Scientists estimated the baiji migrated up the Yangtze from the East China Sea as far back as 20 million years ago. It was one of four species of dolphins that make fresh water their exclusive habitat. The three others have survived in the Ganges and Indus rivers on the Indian subcontinent and the Amazon in South America.

As China developed economically, pressure on the baiji grew swiftly. Industrial and residential waste flowed into the Yangtze. The riverbed was repeatedly dragged and reinforced with concrete. Ship traffic multiplied, and the size of the boats grew. Fishermen employed wider and more lethal nets, robbing the dolphin of its food and occasionally killing one in the catch.

Wang Ding, a Chinese expert from the Wuhan Institute of Hydrobiology known as "Mr. Baiji," told reporters that the population had already dwindled to 400 by the 1980s. By 1997, a systematic count by the Agriculture Ministry turned up 13. A four-boat survey in 1999 saw four. The last time anyone made a confirmed sighting was last summer, Pfluger said. On Wednesday, the latest exploration, by two ships with scientists from six nations, turned in its count: zero.

Throughout the trip, experts from the U.S. National Oceanic and Atmospheric Administration, the Hubbs-SeaWorld Institute, the Swiss Federal Institute of Aquatic Science and Technology, the Japanese Fisheries Agency and Wang's Wuhan Institute manned giant binoculars and underwater microphones to probe for signs of surviving baijis.

"We had some of the best scientists in the world, real experts, and I was the only one who has actually seen one in the wild," Pfluger said, recalling a sighting in 1997 during the first such expedition. "When I saw this animal then, it was very emotional."

As the population headed toward extinction in recent years, scientists and conservationists had argued over the best way to preserve the baiji.

Chinese officials suggested capturing as many as possible and moving them to a 15-mile-long offshoot of the Yangtze that would be protected from contamination. Other experts doubted that could be done, noting that baijis do not instinctively breathe and probably would perish if sedated. Meanwhile, a baiji that was being preserved in captivity died in 2002.

The arguments seemed to turn moot Wednesday. Wang, though, held out hope, however remote, that some baijis may have survived undetected and could still be rescued. He told Chinese reporters that if 20 or so could somehow be found and moved into a preserve, the species could be saved.

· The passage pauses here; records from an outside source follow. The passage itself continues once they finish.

PR #451, opened 2024-08-09
[feat] Add LinodeFirewall controller

AshleyDumaine:
**What this PR does / why we need it**: It should be possible to create a Cloud Firewall rather than just relying on cilium hostNetwork policies for a cluster. This adds the ability to create Cloud Firewalls but does not yet tie them to Machines or Clusters

Fixes #

Example Firewall:
```
kind: LinodeFirewall
metadata:
  name: test-fw
spec:
  enabled: true
  inboundPolicy: DROP
  inboundRules:
    - action: ACCEPT
      label: ssh
      ports: "22"
      protocol: "TCP"
      addresses:
        ipv4:
          - "192.168.1.1/32"
```
The inboundRules and outboundRules follow https://pkg.go.dev/github.com/linode/linodego#FirewallRule 

**TODOs**:

- [ ] squashed commits
- [ ] includes documentation
- [x] adds unit tests


.github/workflows/e2e-test.yaml
```diff
@@ -29,6 +29,7 @@ on:
           - linodeobj
           - linodevpc
           - linodeplacementgroup
+          - linodefirewall
```
komer3, line 32: Not sure if you added this test to `.github/filters.yml`. We need to add it there to trigger this e2e test!

.golangci.yml
```diff
@@ -131,7 +131,7 @@ linters:
     - decorder
     # - depguard
     - dogsled
-    - dupl
+    # - dupl
```
komer3, line 134: question: any reason you commented this out?

api/v1alpha2/linodefirewall_types.go
```diff
@@ -0,0 +1,188 @@
...
+
+	// +optional
+	// +kubebuilder:default=false
+	Enabled bool `json:"enabled,omitempty"`
+
+	// +kubebuilder:validation:MinLength=3
+	// +kubebuilder:validation:MaxLength=63
+	// +kubebuilder:validation:XValidation:rule="self == oldSelf",message="Value is immutable"
+	// +optional
+	Label string `json:"label,omitempty"`
```
komer3, line 45: question: what do we use this label for? Custom naming for the firewall?

cloud/scope/firewall.go
```diff
@@ -0,0 +1,128 @@
...
+
+	// Override the controller credentials with ones from the Firewall's Secret reference (if supplied).
+	if params.LinodeFirewall.Spec.CredentialsRef != nil {
+		// TODO: This key is hard-coded (for now) to match the externally-managed `manager-credentials` Secret.
+		apiToken, err := getCredentialDataFromRef(ctx, params.Client, *params.LinodeFirewall.Spec.CredentialsRef, params.LinodeFirewall.GetNamespace(), "apiToken")
+		if err != nil {
+			return nil, fmt.Errorf("credentials from secret ref: %w", err)
+		}
+		linodeClientConfig.Token = string(apiToken)
+	}
```
komer3, line 69: Should we have an else statement here incase the credential ref is not set for whatever reason?

.golangci.yml
AshleyDumaine: Yeah, we would have needed a lot of nodupl like we did for the PG controller. We're duplicating a lot of code between PG, FW, and VPC controllers. A separate PR would be needed for using generics

cloud/scope/firewall.go
komer3, line 69: Should we have an else statement here incase the credential ref is not set for whatever reason?

.github/workflows/e2e-test.yaml
AshleyDumaine: I only see flavor tests there, none of the flavors include a firewall yet

api/v1alpha2/linodefirewall_types.go
AshleyDumaine: I think that's leftover from March and can probably be removed. IIRC we make the Linode label based on the k8s resource name

.github/workflows/e2e-test.yaml
komer3: oh yeah we don't have firewall flavor yet. I though you added it. Sorry about that. 

e2e test you added runs under quick test so all good!

config/crd/kustomization.yaml
```diff
@@ -36,6 +37,7 @@ patches:
 - path: patches/webhook_in_linodeobjectstoragebuckets.yaml
 - path: patches/webhook_in_linodeclustertemplates.yaml
 - path: patches/webhook_in_linodemachinetemplates.yaml
+#- path: patches/webhook_in_linodefirewalls.yaml
```
komer3, line 40: I'm guessing webhooks are not part of this PR implemention?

But for Pfluger, 45, an economist by training and a longtime conservationist by avocation, it was time to move on to the finless porpoise, another rare and threatened species in the Yangtze.

Chinese scientists estimated in 1993 that 2,700 finless porpoises lived in the river. Fewer than 1,000 live there now, they have concluded, and the just-finished expedition saw fewer than 400. To prevent their extinction, Chinese conservationists have established a colony of about 30 in a nature preserve -- well away from the polluted river -- and are hoping they can reproduce outside their natural habitat.

"Their numbers are declining at an alarming rate," Wang said in the expedition's announcement. "If we do not act soon, they will become a second baiji."